Picture of Louisiana refugees being housed at the Houston Astrodome after Hurricane Katrina. Courtesy of FEMA.

I had always heard about how big-hearted Texans were. Now the US is seeing it firsthand. On August 31st, Commissioner of Education Shirley J. Neeley announced that the Texas public schools are opening their doors to Hurricane Katrina refugees. It is so important for children to get back into a stable routine and school is central to this. Included with this announcement is that normal immunization requirements are being waived. Further, the state has a mandated 22-to-1 student to teacher ratio. This will be waived if necessary to accommodate the influx of students. The state will provide textbooks, extend the free and reduced lunch program, and provide funding to the schools for the students.

As educators, we realize the damage that this heartbreaking story will have on the children of displaced families. Children will be facing horrors including the loss of their home, the loss of family members, witnessing acts of violence, dealing with death, and so much more. You can learn more about how to help children cope with disaster with this University of Illinois pamphlet called Helping Children Cope with Disaster. As it explains, children rely on routine to help them cope. They will look to adults for help. They will need to discuss their feelings. They will also need reassurance that they are safe.

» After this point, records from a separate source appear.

PR #538, opened 2023-12-04
Fix Problem's timed effects in Protobuf Writer

### LINKED ISSUE #536: Crash of `aries` engine integration code when adding timed effects
**Describe the bug**
The `aries` engine integration crashes when a *timed effect* is added to a problem.

**To Reproduce**
Run the following:

```
import unified_planning as up
from unified_planning.shortcuts import *
from unified_planning.model.htn import *

problem = HierarchicalProblem()

done = Fluent('done', BoolType())
problem.add_fluent(done)
problem.set_initial_value(done, False)

problem.add_timed_effect(
    Timing(60, Timepoint(TimepointKind.GLOBAL_START)), done, True
)

print(problem.timed_effects)

with OneshotPlanner(name='aries') as planner:
    res = planner.solve(problem)
    print(res)
```

The output is the following:

```
{start + 60: [done := true]}
  File "/usr/lib/python3.9/runpy.py", line 197, in _run_module_as_main
    return _run_code(code, main_globals, None,
  File "/usr/lib/python3.9/runpy.py", line 87, in _run_code
    exec(code, run_globals)
  File "/home/ngigante/projects/telaio/backend/planning/models/issue.py", line 19, in <module>
    res = planner.solve(problem)
  File "/home/ngigante/projects/telaio/.venv/lib/python3.9/site-packages/unified_planning/engines/mixins/oneshot_planner.py", line 80, in solve
    return self._solve(problem, heuristic, timeout, output_stream)
  File "/home/ngigante/projects/telaio/.venv/lib/python3.9/site-packages/up_aries/solver.py", line 347, in _solve
    server, req = self._prepare_solving(problem, heuristic, timeout, output_stream)
  File "/home/ngigante/projects/telaio/.venv/lib/python3.9/site-packages/up_aries/solver.py", line 310, in _prepare_solving
    proto_problem = self._writer.convert(problem)
  File "/home/ngigante/projects/telaio/.venv/lib/python3.9/site-packages/unified_planning/grpc/converter.py", line 37, in convert
    return f(element, *args)
  File "/home/ngigante/projects/telaio/.venv/lib/python3.9/site-packages/unified_planning/grpc/proto_writer.py", line 587, in _convert_problem
    return proto.Problem(
TypeError: Parameter to MergeFrom() must be instance of same class: expected <class 'unified_planning_pb2.TimedEffect'> got <class 'unified_planning_pb2.Timing'>.
```

Since `MergeFrom` is a `protobuf` function and the `aries` integration uses `protobuf` to communicate to the backend, I suspect this is a problem in the conversion of the UP `Problem` class to the `unified_planning.grpc.generated.unified_planning_pb2.Problem` class.

Note that the fact that I'm creating a `HierarchicalProblem` here is irrelevant.
The same happens if I create a simple `Problem`.

**Expected behavior**
I would expect to get whatever result the planning problem has, instead of an exception.

**Additional context**
I'm on Python 3.9 on Debian Linux.

Framba-Luca:
Fix #536

### DIFF
--- a/.github/workflows/test.yml
+++ b/.github/workflows/test.yml
@@ -8,7 +8,7 @@ on:
         type: string
 
 env:
-  up_tamer_commit: "4d179b5c2722758127bf684d732a6a44431a1732"
+  up_tamer_commit: "1b543623ad2ebd9795529abe812352db8f4ec014"
   up_pyperplan_commit: "6cec570b88d62ca5c4b8029a60c704414fe7f6a9"
   up_fast_downward_commit: "090977461c6a55812bc16d5e2df55e556dbbdfb5"
   up_enhsp_commit: "af93cd799974626ac17b8aaf1a83975f75c073ab"
--- a/setup.py
+++ b/setup.py
@@ -29,7 +29,7 @@ setup(
         "fast-downward": ["up-fast-downward==0.4.0"],
         "lpg": ["up-lpg==0.0.10"],
         "fmap": ["up-fmap==0.0.12"],
-        "aries": ["up-aries>=0.3.1"],
+        "aries": ["up-aries>=0.3.2"],
         "symk": ["up-symk>=1.0.1"],
         "engines": [
             "tarski[arithmetic]",
@@ -39,7 +39,7 @@ setup(
             "up-fast-downward==0.4.0",
             "up-lpg==0.0.10",
             "up-fmap==0.0.12",
-            "up-aries>=0.3.1",
+            "up-aries>=0.3.2",
             "up-symk>=1.0.1",
         ],
         "plot": [
--- a/setup.py
+++ b/setup.py
@@ -24,7 +24,7 @@ setup(
         "grpc": ["grpcio", "grpcio-tools", "grpc-stubs"],
         "tarski": ["tarski[arithmetic]"],
         "pyperplan": ["up-pyperplan==1.0.0.6.dev1"],
-        "tamer": ["up-tamer==1.0.0.6.dev1"],
+        "tamer": ["up-tamer==1.0.0.8.dev1"],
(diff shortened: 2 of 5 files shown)


arbimo:
I just expanded a bit the example to better test the compliance of validators.

It seems however that we now hit a limitation of the PDDL writer that does not support TILs...

Framba-Luca:
Thanks for expanding. I did a quick fix to mypy, so now we see the PDDL test failing. I think I just have to add a skip if there are TILs to the problem in the PDDL testing file

alvalentini:
@arbimo I'm going to add TILs support in the PDDLWriter in a different PR.

arbimo:
One last thing. The test cases trigger a corner case of the temporal planning semantics: when should the goals hold in the presence of timed initial literals ? The PDDL 2.2 semantics require the goals to hold after all TILs are computed (the real final state).
Another possible interpretation would be "immediately after the end of the last action".

Looking at report it seems that:
 - tamer and aries-val adheres to the PDDL 2.2 semantics
 - aries and tamer-val adheres to the second one

I believe we should enforce the PDDL2.2 semantics as they are the least surprising ones (and most established). This is the one enforced in the test-cases added in this PR.

Note that this is truly a corner case as it is very unusual to have goal conditions on exogeneous state variables in real problems.

@mikand Feel free to jump in on this, otherwise I will merge it as it is (which means that down the line, aries and tamer-val will need to align themselves on the PDDL semantics).

arbimo (approved):

alvalentini:
@arbimo I agree with you and the PDDL 2.2 semantics. I'm going to fix the tamer validator.

arbimo:
@alvalentini Perfect, we agree. I'll merge this one then (and add this aries' fix to my todos)

Thanks a lot to both of you!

I believe that educators throughout the country should pitch in and help however possible. I know that my school is currently working with state authorities to determine ways that we can provide access to courses for students affected this terrible tragedy. If nothing else, donate money to the American Red Cross or other reliable charities. This is not going away anytime soon and only through helping our neighbors can we be assured that we will all have a stronger country tomorrow.